The paper was not the first or last to emphasize the importance of money to kids’ academic success. But as much as any over the last 10 years, it has helped shape the conversation around one of the most contested areas of American education.

2. Schools affect more than test scores

Another of Jackson’s fascinations has been the range of child outcomes that schools contribute to outside of purely academic ones. That perspective is somewhat unusual in the economics of education, where empiricists tend to focus on metrics that are most available and legible: grades and test scores.

In a 2016 paper, Jackson went further, investigating the role of classroom teachers in developing students’ non-cognitive skills. Those traits — such as motivation and self-control — are thought to be critical, if hard-to-measure, prerequisites to adult activities like finishing college and holding down a job. Relying on a set of proxies for non-cognitive skills, including suspension rates and absences, the study examined how ninth-grade teachers both fostered non-cognitive growth and test score trajectories over time.

In the end, he found that teachers sometimes generated significantly different effects on skills than they did test performance. What’s more, their influence on non-testing outcomes was associated with students’ high school graduation and plans for college-going “above and beyond” their impact on test scores; in fact, combining testing and non-testing measures of teacher quality was more than twice as predictive of student success as using scores alone. Particularly as some in the education world turn away from a perceived over-use of assessment, the findings demonstrate the depth of what’s still unknown about how schools help kids thrive.

3. Some kids get more out of great schools

Good schools are good for everyone, right? The building blocks of a superior learning environment, from great teachers to supportive peer relationships, lift all boats.

While those sentiments are true by and large, a paper from last yearadds a bit of nuance. Co-authored by Jackson, Shanette Porter, John Easton, and Sebastián Kiguel, it looked at thousands of students in Chicago high schools, where inequality in educational opportunity is extraordinarily high.

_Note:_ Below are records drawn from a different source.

PR #413, opened 2018-07-01
Making overload_t's copy constructor have priority

DarthRubik:
So currently the copy constructor for the overload_t does not take
precendent over the other templated constructor.  This means a simple
function like the following fails:

	void foo()
	{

In total, the team found, less-advantaged students — those with lower eighth-grade test scores, more disciplinary incidents, and from lower-income homes — benefit the most from attending highly effective schools that improve both test scores and non-cognitive skills.

Not only were those potentially at-risk kids more likely to graduate high school, they were also arrested less and saw better odds of enrolling in college than otherwise similar peers. In addition, the holistic index of school effectiveness used by Jackson and his co-authors was found to be more predictive of later-life success than simply using test scores alone.

4. Single sex schools might not be the way

In one of his earliest works as a solo researcher, Jackson examined the effects of students being assigned to single-sex schools in Trinidad and Tobago. Proponents of sex-sorted schooling often point to the developmental and social differences between boys and girls, who reach maturity at different ages.

By exploiting the quasi-randomness of the algorithm that assigned students, however, Jackson was able to directly analyze the effects of attending all-boys and all-girls academies. In the end, he found, most students saw no academic advantage from being so assigned — though participants who expressed the strongest preference for that form of education (predominantly girls) did see some bump in learning. Strikingly, girls enrolled at single-sex schools also took fewer science courses on average.